HOW TO COMPLETE THIS TASK: Nothing may be left out or changed. Print every entry.

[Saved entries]
____

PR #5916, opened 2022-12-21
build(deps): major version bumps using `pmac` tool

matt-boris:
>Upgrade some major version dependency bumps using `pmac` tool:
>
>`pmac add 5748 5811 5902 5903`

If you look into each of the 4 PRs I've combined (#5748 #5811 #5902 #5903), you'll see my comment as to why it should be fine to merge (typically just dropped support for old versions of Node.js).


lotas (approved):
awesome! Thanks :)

____

TASK OUTPUT:
PR #5916, opened 2022-12-21
build(deps): major version bumps using `pmac` tool

matt-boris:
>Upgrade some major version dependency bumps using `pmac` tool:
>
>`pmac add 5748 5811 5902 5903`

If you look into each of the 4 PRs I've combined (#5748 #5811 #5902 #5903), you'll see my comment as to why it should be fine to merge (typically just dropped support for old versions of Node.js).


lotas (approved):
awesome! Thanks :)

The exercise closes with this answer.